## TASK TO CARRY OUT
Please output the entries below without altering a single character.

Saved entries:
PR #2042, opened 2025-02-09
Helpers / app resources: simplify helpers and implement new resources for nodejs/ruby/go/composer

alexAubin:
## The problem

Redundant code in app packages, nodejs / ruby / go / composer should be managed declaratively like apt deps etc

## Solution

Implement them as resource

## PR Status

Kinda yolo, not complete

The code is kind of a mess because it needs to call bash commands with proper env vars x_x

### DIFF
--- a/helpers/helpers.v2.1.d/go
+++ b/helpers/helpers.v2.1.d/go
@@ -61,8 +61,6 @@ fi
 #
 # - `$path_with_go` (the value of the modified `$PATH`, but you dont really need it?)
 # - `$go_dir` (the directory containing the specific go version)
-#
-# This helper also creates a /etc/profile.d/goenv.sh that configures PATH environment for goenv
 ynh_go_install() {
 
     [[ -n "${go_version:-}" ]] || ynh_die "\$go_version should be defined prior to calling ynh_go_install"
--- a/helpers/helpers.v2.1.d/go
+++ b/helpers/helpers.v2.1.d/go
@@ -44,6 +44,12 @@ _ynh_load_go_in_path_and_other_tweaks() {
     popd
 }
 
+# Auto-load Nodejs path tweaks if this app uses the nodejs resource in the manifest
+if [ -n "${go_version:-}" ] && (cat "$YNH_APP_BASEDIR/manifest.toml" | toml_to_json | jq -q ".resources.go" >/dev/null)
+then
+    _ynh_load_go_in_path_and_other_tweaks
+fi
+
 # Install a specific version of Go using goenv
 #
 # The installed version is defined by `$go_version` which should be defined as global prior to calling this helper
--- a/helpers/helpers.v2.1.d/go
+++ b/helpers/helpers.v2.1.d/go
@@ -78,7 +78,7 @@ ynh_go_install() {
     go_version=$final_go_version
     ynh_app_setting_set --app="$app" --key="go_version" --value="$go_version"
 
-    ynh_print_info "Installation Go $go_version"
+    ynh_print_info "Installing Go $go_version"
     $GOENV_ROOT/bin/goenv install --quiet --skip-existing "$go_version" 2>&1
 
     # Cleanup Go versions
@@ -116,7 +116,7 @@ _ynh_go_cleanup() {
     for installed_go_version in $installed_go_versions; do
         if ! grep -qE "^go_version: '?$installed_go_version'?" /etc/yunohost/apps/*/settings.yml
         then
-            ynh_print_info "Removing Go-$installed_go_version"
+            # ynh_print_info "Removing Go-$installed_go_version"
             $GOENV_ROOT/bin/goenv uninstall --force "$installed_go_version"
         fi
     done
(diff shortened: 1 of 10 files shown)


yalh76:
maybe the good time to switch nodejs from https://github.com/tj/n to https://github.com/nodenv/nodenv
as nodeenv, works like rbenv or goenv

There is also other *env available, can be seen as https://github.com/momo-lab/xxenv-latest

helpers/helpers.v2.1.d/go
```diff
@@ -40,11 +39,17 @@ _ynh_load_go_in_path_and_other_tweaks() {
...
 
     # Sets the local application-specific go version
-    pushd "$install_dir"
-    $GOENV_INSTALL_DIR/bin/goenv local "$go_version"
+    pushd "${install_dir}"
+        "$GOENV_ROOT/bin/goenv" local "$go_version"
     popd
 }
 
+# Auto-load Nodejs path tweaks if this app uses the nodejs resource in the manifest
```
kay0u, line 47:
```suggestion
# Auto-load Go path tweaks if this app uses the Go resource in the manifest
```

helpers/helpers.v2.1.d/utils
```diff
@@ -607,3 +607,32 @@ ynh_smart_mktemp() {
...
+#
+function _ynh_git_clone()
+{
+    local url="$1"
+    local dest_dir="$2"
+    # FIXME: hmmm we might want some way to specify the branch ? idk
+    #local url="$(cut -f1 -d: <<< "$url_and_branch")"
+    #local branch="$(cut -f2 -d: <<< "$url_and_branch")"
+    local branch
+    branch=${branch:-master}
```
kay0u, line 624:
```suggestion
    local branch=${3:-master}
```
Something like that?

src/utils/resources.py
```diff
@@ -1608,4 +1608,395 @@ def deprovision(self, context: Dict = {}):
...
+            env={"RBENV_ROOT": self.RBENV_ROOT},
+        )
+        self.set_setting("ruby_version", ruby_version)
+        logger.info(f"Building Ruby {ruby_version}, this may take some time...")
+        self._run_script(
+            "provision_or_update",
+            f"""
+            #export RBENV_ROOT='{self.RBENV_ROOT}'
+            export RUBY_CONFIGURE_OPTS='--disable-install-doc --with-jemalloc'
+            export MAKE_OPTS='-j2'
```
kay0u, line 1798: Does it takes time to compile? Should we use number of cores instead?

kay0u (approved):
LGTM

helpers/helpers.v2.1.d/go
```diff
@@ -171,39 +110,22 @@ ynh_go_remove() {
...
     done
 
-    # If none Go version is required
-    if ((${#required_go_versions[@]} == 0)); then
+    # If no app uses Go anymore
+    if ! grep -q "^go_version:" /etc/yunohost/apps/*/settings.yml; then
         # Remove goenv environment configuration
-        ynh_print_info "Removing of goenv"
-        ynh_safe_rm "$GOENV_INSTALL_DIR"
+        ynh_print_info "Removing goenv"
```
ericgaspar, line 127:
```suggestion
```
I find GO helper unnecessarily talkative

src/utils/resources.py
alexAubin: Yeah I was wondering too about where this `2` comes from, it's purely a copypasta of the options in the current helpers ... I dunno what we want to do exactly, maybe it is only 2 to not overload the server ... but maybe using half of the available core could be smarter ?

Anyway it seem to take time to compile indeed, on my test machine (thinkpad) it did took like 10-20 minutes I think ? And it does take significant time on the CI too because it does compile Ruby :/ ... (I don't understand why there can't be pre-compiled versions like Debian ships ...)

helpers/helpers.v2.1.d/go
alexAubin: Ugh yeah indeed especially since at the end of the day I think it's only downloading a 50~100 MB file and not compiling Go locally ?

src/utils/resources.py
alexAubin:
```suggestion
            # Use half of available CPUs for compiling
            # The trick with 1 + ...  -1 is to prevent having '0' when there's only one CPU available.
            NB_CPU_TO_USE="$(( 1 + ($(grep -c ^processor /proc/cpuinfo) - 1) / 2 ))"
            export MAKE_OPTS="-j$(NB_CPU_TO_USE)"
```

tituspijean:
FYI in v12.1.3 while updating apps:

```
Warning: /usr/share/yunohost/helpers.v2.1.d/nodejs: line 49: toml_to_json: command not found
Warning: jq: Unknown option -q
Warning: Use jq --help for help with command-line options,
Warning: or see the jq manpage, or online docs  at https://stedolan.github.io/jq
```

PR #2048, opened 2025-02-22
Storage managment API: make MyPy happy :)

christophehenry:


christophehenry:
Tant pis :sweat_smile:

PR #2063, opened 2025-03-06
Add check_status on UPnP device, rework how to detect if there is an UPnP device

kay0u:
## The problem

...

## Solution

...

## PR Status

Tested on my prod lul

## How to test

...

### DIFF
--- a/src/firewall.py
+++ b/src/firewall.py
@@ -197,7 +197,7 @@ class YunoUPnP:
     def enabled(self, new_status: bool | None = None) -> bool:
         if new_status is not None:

## EXERCISE OUTPUT
PR #2042, opened 2025-02-09
Helpers / app resources: simplify helpers and implement new resources for nodejs/ruby/go/composer

alexAubin:
## The problem

Redundant code in app packages, nodejs / ruby / go / composer should be managed declaratively like apt deps etc

## Solution

Implement them as resource

## PR Status

Kinda yolo, not complete

The code is kind of a mess because it needs to call bash commands with proper env vars x_x

### DIFF
--- a/helpers/helpers.v2.1.d/go
+++ b/helpers/helpers.v2.1.d/go
@@ -61,8 +61,6 @@ fi
 #
 # - `$path_with_go` (the value of the modified `$PATH`, but you dont really need it?)
 # - `$go_dir` (the directory containing the specific go version)
-#
-# This helper also creates a /etc/profile.d/goenv.sh that configures PATH environment for goenv
 ynh_go_install() {
 
     [[ -n "${go_version:-}" ]] || ynh_die "\$go_version should be defined prior to calling ynh_go_install"
--- a/helpers/helpers.v2.1.d/go
+++ b/helpers/helpers.v2.1.d/go
@@ -44,6 +44,12 @@ _ynh_load_go_in_path_and_other_tweaks() {
     popd
 }
 
+# Auto-load Nodejs path tweaks if this app uses the nodejs resource in the manifest
+if [ -n "${go_version:-}" ] && (cat "$YNH_APP_BASEDIR/manifest.toml" | toml_to_json | jq -q ".resources.go" >/dev/null)
+then
+    _ynh_load_go_in_path_and_other_tweaks
+fi
+
 # Install a specific version of Go using goenv
 #
 # The installed version is defined by `$go_version` which should be defined as global prior to calling this helper
--- a/helpers/helpers.v2.1.d/go
+++ b/helpers/helpers.v2.1.d/go
@@ -78,7 +78,7 @@ ynh_go_install() {
     go_version=$final_go_version
     ynh_app_setting_set --app="$app" --key="go_version" --value="$go_version"
 
-    ynh_print_info "Installation Go $go_version"
+    ynh_print_info "Installing Go $go_version"
     $GOENV_ROOT/bin/goenv install --quiet --skip-existing "$go_version" 2>&1
 
     # Cleanup Go versions
@@ -116,7 +116,7 @@ _ynh_go_cleanup() {
     for installed_go_version in $installed_go_versions; do
         if ! grep -qE "^go_version: '?$installed_go_version'?" /etc/yunohost/apps/*/settings.yml
         then
-            ynh_print_info "Removing Go-$installed_go_version"
+            # ynh_print_info "Removing Go-$installed_go_version"
             $GOENV_ROOT/bin/goenv uninstall --force "$installed_go_version"
         fi
     done
(diff shortened: 1 of 10 files shown)


yalh76:
maybe the good time to switch nodejs from https://github.com/tj/n to https://github.com/nodenv/nodenv
as nodeenv, works like rbenv or goenv

There is also other *env available, can be seen as https://github.com/momo-lab/xxenv-latest

helpers/helpers.v2.1.d/go
```diff
@@ -40,11 +39,17 @@ _ynh_load_go_in_path_and_other_tweaks() {
...
 
     # Sets the local application-specific go version
-    pushd "$install_dir"
-    $GOENV_INSTALL_DIR/bin/goenv local "$go_version"
+    pushd "${install_dir}"
+        "$GOENV_ROOT/bin/goenv" local "$go_version"
     popd
 }
 
+# Auto-load Nodejs path tweaks if this app uses the nodejs resource in the manifest
```
kay0u, line 47:
```suggestion
# Auto-load Go path tweaks if this app uses the Go resource in the manifest
```

helpers/helpers.v2.1.d/utils
```diff
@@ -607,3 +607,32 @@ ynh_smart_mktemp() {
...
+#
+function _ynh_git_clone()
+{
+    local url="$1"
+    local dest_dir="$2"
+    # FIXME: hmmm we might want some way to specify the branch ? idk
+    #local url="$(cut -f1 -d: <<< "$url_and_branch")"
+    #local branch="$(cut -f2 -d: <<< "$url_and_branch")"
+    local branch
+    branch=${branch:-master}
```
kay0u, line 624:
```suggestion
    local branch=${3:-master}
```
Something like that?

src/utils/resources.py
```diff
@@ -1608,4 +1608,395 @@ def deprovision(self, context: Dict = {}):
...
+            env={"RBENV_ROOT": self.RBENV_ROOT},
+        )
+        self.set_setting("ruby_version", ruby_version)
+        logger.info(f"Building Ruby {ruby_version}, this may take some time...")
+        self._run_script(
+            "provision_or_update",
+            f"""
+            #export RBENV_ROOT='{self.RBENV_ROOT}'
+            export RUBY_CONFIGURE_OPTS='--disable-install-doc --with-jemalloc'
+            export MAKE_OPTS='-j2'
```
kay0u, line 1798: Does it takes time to compile? Should we use number of cores instead?

kay0u (approved):
LGTM

helpers/helpers.v2.1.d/go
```diff
@@ -171,39 +110,22 @@ ynh_go_remove() {
...
     done
 
-    # If none Go version is required
-    if ((${#required_go_versions[@]} == 0)); then
+    # If no app uses Go anymore
+    if ! grep -q "^go_version:" /etc/yunohost/apps/*/settings.yml; then
         # Remove goenv environment configuration
-        ynh_print_info "Removing of goenv"
-        ynh_safe_rm "$GOENV_INSTALL_DIR"
+        ynh_print_info "Removing goenv"
```
ericgaspar, line 127:
```suggestion
```
I find GO helper unnecessarily talkative

src/utils/resources.py
alexAubin: Yeah I was wondering too about where this `2` comes from, it's purely a copypasta of the options in the current helpers ... I dunno what we want to do exactly, maybe it is only 2 to not overload the server ... but maybe using half of the available core could be smarter ?

Anyway it seem to take time to compile indeed, on my test machine (thinkpad) it did took like 10-20 minutes I think ? And it does take significant time on the CI too because it does compile Ruby :/ ... (I don't understand why there can't be pre-compiled versions like Debian ships ...)

helpers/helpers.v2.1.d/go
alexAubin: Ugh yeah indeed especially since at the end of the day I think it's only downloading a 50~100 MB file and not compiling Go locally ?

src/utils/resources.py
alexAubin:
```suggestion
            # Use half of available CPUs for compiling
            # The trick with 1 + ...  -1 is to prevent having '0' when there's only one CPU available.
            NB_CPU_TO_USE="$(( 1 + ($(grep -c ^processor /proc/cpuinfo) - 1) / 2 ))"
            export MAKE_OPTS="-j$(NB_CPU_TO_USE)"
```

tituspijean:
FYI in v12.1.3 while updating apps:

```
Warning: /usr/share/yunohost/helpers.v2.1.d/nodejs: line 49: toml_to_json: command not found
Warning: jq: Unknown option -q
Warning: Use jq --help for help with command-line options,
Warning: or see the jq manpage, or online docs  at https://stedolan.github.io/jq
```

PR #2048, opened 2025-02-22
Storage managment API: make MyPy happy :)

christophehenry:


christophehenry:
Tant pis :sweat_smile:

PR #2063, opened 2025-03-06
Add check_status on UPnP device, rework how to detect if there is an UPnP device

kay0u:
## The problem

...

## Solution

...

## PR Status

Tested on my prod lul

## How to test

...

### DIFF
--- a/src/firewall.py
+++ b/src/firewall.py
@@ -197,7 +197,7 @@ class YunoUPnP:
     def enabled(self, new_status: bool | None = None) -> bool:
         if new_status is not None:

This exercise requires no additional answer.